> [Information given]:
━━━━━━━━━━━━━━━━━━━━━━━━━━━━━━
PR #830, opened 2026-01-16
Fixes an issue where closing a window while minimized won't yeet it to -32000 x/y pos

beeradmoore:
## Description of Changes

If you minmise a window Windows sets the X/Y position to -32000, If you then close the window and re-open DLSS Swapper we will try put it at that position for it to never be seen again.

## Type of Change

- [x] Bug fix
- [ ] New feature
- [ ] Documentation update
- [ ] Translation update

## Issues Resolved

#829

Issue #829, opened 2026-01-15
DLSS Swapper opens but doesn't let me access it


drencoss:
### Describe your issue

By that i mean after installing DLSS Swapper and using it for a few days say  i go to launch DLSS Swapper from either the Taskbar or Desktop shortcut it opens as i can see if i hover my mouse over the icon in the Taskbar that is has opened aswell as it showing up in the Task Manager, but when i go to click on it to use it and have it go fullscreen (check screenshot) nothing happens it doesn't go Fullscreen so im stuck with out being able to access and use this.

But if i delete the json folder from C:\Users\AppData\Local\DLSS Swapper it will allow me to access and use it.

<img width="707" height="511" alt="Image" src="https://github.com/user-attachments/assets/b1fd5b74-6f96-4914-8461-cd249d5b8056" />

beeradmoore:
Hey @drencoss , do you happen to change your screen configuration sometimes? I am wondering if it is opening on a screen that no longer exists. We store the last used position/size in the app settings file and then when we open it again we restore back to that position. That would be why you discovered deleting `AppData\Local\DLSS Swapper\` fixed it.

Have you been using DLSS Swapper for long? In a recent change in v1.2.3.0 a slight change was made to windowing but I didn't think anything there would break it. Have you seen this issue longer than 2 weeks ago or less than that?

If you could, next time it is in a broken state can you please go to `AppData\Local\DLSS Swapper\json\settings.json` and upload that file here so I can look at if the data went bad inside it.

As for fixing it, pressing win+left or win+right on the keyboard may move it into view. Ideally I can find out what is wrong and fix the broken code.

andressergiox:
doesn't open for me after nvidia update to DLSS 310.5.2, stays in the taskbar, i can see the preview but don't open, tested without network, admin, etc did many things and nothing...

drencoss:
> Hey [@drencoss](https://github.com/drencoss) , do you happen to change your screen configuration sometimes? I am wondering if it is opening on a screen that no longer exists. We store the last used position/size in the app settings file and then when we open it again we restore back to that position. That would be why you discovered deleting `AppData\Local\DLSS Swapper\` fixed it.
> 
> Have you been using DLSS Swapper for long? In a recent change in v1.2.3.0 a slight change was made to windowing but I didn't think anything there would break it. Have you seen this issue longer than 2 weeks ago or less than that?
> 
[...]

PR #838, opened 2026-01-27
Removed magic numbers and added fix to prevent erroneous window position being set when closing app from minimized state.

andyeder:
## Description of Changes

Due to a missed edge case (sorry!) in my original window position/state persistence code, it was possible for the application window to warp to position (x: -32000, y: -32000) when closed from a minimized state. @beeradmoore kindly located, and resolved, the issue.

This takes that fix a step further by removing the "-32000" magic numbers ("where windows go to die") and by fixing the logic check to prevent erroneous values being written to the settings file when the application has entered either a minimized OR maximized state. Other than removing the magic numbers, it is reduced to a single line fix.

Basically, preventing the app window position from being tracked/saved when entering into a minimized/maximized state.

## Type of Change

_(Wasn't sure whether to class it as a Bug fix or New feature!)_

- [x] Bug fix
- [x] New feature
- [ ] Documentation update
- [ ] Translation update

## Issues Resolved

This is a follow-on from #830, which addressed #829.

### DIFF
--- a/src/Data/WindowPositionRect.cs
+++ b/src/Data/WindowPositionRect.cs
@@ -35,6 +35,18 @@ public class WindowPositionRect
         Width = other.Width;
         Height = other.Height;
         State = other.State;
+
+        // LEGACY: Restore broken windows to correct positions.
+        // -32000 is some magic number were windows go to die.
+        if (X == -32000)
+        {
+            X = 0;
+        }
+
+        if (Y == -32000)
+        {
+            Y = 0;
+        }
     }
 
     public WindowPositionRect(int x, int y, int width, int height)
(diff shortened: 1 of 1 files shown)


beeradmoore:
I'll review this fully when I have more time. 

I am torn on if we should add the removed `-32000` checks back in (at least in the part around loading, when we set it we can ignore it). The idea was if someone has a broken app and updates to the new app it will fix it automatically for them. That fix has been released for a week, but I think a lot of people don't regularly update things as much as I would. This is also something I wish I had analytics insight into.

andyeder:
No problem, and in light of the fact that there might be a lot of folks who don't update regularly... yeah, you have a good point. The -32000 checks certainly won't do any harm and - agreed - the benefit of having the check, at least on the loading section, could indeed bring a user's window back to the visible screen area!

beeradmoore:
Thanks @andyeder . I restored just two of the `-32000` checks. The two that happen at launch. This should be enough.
━━━━━━━━━━━━━━━━━━━━━━━━━━━━━━
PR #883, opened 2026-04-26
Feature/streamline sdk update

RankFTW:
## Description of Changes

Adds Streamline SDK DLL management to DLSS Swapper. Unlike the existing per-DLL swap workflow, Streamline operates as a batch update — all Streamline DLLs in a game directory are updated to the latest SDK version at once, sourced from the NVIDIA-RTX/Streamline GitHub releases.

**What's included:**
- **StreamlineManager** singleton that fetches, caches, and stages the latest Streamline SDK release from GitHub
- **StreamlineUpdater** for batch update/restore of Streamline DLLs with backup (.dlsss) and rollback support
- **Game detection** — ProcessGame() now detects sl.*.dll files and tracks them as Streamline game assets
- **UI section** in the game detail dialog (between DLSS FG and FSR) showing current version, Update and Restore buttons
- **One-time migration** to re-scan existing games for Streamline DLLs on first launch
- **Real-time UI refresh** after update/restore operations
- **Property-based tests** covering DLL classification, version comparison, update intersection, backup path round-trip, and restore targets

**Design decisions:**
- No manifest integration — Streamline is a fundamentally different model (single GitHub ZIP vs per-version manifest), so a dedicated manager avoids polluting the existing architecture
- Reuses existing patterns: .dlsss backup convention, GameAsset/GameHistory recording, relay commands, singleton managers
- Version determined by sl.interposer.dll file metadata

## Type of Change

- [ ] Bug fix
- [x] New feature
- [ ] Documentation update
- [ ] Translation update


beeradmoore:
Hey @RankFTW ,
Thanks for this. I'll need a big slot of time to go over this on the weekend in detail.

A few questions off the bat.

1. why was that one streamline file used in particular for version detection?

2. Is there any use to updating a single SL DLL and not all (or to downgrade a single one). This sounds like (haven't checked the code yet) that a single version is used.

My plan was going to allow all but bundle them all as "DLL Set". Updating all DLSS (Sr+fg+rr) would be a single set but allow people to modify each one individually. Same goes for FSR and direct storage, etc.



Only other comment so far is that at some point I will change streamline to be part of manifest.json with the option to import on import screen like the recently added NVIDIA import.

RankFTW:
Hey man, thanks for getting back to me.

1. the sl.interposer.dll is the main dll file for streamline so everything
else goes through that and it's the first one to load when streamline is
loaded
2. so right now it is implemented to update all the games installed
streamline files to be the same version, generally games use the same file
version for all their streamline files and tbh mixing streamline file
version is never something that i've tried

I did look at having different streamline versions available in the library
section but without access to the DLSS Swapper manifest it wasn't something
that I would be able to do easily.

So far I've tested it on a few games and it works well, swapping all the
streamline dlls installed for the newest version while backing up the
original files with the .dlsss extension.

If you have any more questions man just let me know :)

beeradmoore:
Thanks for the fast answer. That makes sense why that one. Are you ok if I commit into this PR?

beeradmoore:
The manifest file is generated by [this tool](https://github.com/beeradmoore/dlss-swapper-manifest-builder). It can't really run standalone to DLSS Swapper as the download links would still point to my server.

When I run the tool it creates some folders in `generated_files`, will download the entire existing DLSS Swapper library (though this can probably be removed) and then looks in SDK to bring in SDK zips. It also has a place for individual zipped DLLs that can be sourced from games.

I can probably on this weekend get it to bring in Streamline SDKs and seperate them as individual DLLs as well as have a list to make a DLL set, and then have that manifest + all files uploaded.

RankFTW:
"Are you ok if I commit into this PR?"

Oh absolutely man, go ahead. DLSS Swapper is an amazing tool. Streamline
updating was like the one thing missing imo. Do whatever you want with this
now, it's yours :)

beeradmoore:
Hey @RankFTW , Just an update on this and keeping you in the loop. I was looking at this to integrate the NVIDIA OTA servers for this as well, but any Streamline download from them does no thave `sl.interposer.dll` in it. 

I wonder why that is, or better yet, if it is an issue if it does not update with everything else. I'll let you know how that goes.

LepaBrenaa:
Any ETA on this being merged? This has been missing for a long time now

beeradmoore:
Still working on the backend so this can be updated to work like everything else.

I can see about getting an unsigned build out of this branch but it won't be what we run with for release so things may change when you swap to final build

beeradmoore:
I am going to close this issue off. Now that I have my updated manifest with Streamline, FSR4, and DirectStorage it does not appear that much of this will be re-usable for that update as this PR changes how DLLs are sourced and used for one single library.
━━━━━━━━━━━━━━━━━━━━━━━━━━━━━━
> [Problem requirements]: From the entries above, extract only the lines running from the one containing "[@drencoss](https://github.com/drencoss) , do" through the one containing "PR #838, opened 2026-01-27", inclusive.

> [Answer area]:
> Hey [@drencoss](https://github.com/drencoss) , do you happen to change your screen configuration sometimes? I am wondering if it is opening on a screen that no longer exists. We store the last used position/size in the app settings file and then when we open it again we restore back to that position. That would be why you discovered deleting `AppData\Local\DLSS Swapper\` fixed it.
> 
> Have you been using DLSS Swapper for long? In a recent change in v1.2.3.0 a slight change was made to windowing but I didn't think anything there would break it. Have you seen this issue longer than 2 weeks ago or less than that?
> 
[...]

PR #838, opened 2026-01-27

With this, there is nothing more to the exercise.